------ Material to process

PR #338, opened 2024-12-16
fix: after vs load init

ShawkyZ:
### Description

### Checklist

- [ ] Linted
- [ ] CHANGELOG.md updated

------------
------ Material to process

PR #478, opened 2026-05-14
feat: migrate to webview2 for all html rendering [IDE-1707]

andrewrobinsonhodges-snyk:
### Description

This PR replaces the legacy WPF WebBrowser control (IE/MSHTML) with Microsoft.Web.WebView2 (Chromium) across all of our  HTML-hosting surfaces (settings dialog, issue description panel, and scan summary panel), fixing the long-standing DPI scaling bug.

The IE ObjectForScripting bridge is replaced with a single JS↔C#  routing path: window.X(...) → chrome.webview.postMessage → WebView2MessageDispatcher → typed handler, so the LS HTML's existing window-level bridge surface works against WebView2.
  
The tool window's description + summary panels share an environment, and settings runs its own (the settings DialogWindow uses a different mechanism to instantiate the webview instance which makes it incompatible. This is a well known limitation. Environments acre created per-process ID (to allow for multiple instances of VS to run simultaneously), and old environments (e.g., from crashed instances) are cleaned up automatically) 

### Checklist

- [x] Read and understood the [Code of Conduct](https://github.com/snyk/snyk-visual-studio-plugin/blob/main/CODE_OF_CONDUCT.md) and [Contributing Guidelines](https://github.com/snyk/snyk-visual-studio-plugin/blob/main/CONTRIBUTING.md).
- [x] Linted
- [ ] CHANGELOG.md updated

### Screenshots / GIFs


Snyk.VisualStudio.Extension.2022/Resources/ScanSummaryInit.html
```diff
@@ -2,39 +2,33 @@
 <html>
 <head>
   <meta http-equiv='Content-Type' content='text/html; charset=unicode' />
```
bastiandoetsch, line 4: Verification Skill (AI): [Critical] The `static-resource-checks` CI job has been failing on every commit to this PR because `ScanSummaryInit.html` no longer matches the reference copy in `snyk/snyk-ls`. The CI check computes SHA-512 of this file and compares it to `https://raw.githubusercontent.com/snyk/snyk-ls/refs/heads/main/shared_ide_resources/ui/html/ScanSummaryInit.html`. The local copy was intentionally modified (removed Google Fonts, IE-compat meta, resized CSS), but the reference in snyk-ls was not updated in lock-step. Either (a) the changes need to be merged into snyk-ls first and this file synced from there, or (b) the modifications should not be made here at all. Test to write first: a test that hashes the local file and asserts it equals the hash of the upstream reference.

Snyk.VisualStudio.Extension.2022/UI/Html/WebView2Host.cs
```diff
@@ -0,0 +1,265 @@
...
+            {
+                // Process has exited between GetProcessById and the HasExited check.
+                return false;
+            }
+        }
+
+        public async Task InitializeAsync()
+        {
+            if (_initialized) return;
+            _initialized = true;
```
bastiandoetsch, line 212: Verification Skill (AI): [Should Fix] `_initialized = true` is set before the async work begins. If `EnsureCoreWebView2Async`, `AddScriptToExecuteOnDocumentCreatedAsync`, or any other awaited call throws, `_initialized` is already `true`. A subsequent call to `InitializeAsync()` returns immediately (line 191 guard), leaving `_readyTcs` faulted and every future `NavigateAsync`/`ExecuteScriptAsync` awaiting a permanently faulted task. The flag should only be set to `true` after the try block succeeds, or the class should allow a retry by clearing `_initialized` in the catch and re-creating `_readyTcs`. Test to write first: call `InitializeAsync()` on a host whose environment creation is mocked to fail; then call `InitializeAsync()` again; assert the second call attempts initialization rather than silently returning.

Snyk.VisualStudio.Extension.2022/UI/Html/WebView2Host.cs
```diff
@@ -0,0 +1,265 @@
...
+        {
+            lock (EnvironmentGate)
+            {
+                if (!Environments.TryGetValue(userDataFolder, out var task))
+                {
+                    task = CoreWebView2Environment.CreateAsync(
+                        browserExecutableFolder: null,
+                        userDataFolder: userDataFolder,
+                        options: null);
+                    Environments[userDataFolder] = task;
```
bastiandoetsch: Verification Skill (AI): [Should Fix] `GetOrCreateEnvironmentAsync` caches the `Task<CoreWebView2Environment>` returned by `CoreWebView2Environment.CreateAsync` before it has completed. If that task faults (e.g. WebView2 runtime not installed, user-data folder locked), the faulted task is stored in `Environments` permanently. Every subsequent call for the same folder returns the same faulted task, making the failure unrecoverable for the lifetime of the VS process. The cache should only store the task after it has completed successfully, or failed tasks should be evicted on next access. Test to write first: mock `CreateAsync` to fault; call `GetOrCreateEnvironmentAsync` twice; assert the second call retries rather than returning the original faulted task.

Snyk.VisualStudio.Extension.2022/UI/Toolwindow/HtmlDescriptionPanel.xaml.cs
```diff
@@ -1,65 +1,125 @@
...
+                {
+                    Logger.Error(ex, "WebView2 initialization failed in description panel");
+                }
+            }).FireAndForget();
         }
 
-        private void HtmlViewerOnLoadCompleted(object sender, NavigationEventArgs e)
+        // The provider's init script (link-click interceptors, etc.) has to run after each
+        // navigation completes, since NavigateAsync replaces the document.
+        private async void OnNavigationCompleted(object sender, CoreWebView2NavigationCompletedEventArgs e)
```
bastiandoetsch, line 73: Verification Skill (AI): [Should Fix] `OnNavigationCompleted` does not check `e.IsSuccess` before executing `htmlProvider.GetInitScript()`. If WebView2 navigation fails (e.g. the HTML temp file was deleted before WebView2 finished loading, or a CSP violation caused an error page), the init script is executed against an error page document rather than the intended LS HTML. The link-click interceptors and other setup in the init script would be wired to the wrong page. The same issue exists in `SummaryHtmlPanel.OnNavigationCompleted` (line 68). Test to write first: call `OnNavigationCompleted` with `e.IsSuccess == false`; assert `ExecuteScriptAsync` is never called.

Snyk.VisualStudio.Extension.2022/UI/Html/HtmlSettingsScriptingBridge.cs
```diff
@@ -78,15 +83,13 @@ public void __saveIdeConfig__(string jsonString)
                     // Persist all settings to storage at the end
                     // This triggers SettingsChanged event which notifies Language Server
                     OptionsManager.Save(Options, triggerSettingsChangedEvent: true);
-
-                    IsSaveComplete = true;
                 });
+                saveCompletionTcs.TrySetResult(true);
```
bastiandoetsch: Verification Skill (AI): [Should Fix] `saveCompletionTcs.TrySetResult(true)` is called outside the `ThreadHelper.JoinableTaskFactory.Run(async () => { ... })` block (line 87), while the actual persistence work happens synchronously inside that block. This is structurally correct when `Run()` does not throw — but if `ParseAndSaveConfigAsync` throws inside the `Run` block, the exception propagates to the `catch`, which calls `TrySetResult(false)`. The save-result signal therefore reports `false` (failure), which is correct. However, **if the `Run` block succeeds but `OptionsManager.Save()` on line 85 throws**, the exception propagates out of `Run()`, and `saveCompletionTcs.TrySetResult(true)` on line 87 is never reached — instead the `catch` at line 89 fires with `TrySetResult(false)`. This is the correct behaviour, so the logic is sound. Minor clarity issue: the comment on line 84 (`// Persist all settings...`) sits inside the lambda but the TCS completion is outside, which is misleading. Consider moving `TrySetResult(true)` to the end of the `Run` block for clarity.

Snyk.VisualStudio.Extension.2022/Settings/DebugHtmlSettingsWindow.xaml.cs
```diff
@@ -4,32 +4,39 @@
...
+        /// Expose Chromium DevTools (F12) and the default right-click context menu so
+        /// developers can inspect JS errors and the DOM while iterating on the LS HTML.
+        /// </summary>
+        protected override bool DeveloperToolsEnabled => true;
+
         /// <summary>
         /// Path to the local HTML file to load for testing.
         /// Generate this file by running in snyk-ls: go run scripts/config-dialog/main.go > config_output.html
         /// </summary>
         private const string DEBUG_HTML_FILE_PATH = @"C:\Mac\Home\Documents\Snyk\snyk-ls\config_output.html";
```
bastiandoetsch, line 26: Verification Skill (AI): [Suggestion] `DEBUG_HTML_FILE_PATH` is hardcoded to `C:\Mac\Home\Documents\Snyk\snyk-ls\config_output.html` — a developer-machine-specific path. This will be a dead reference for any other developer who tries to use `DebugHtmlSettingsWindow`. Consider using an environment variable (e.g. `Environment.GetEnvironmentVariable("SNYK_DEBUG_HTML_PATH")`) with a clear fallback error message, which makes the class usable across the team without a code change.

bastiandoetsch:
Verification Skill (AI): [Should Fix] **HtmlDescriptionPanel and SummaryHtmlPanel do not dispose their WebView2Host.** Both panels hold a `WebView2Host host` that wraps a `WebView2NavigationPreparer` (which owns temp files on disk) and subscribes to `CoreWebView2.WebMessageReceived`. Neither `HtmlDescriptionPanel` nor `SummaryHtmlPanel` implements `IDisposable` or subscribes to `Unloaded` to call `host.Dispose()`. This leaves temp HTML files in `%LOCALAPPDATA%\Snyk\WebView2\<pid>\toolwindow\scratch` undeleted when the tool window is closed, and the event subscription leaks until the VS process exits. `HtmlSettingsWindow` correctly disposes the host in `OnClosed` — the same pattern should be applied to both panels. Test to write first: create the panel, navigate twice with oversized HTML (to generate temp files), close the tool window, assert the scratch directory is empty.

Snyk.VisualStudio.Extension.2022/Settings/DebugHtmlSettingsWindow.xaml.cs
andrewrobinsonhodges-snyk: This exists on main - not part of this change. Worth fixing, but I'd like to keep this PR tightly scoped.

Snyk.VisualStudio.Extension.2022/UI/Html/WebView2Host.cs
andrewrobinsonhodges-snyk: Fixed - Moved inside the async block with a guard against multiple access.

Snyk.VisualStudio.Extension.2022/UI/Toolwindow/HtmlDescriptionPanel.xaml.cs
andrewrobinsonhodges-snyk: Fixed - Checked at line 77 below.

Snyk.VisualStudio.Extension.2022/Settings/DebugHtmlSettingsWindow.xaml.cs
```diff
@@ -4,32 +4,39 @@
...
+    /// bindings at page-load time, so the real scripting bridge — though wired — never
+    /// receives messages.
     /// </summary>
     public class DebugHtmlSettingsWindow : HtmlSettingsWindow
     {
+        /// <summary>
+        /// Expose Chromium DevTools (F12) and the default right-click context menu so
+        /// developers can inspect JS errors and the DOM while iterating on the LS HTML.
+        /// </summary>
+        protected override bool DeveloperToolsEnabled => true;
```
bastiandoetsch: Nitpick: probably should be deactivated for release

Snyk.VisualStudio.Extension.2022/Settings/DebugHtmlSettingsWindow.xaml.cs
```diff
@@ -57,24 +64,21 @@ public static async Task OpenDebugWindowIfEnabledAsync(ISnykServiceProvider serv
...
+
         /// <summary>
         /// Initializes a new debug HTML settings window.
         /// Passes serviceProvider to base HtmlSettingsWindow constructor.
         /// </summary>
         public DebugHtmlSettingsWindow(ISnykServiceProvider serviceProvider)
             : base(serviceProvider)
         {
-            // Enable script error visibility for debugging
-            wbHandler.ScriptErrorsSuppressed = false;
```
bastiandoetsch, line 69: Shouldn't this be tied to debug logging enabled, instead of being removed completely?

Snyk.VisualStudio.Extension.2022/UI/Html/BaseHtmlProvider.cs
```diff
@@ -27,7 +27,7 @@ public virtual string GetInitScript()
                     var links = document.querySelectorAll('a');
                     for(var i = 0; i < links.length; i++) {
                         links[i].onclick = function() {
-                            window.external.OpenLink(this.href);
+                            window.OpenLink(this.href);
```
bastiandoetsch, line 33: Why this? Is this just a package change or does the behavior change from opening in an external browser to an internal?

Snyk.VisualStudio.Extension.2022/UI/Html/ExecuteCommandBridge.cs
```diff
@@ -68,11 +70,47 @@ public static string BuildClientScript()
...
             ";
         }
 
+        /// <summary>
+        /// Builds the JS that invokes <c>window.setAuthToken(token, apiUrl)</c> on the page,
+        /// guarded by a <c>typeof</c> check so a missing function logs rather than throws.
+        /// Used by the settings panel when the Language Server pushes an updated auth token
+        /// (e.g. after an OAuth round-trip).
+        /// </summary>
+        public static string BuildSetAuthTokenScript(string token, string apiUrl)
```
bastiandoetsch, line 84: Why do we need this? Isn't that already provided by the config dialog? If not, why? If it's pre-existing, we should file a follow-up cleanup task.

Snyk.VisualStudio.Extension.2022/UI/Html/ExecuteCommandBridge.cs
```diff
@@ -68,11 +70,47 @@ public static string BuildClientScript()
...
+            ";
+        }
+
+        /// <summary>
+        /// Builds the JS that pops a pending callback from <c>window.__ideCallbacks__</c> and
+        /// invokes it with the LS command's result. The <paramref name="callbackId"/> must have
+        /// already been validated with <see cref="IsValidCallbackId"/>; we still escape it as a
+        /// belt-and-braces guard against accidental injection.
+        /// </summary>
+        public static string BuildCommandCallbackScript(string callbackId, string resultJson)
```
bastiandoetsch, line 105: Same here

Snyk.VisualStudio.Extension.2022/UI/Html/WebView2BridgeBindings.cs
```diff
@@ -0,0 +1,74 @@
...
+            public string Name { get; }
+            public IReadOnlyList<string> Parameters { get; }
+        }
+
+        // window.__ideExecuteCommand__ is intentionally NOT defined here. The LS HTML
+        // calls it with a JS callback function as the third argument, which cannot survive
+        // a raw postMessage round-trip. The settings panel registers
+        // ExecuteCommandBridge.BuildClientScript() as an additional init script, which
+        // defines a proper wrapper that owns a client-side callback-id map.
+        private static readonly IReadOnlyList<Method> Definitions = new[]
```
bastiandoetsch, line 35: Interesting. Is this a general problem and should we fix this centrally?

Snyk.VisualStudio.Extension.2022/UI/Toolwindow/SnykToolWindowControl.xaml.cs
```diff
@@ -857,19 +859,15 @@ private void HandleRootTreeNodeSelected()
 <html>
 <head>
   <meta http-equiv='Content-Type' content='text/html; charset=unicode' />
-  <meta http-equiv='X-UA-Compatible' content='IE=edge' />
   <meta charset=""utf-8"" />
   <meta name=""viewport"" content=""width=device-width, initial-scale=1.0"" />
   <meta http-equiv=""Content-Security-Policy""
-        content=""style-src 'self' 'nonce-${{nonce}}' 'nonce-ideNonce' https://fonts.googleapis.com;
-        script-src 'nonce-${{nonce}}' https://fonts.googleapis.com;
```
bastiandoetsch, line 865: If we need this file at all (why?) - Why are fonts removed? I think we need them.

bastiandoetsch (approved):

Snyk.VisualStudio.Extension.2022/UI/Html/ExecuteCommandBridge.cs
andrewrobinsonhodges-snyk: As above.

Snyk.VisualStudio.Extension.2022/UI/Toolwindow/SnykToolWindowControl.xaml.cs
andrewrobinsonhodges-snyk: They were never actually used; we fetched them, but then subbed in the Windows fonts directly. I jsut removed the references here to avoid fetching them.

------------

Exercise aim.
Which lines above contain "Fixed"? Show each of them.

Solution to the problem.
andrewrobinsonhodges-snyk: Fixed - Moved inside the async block with a guard against multiple access.
andrewrobinsonhodges-snyk: Fixed - Checked at line 77 below.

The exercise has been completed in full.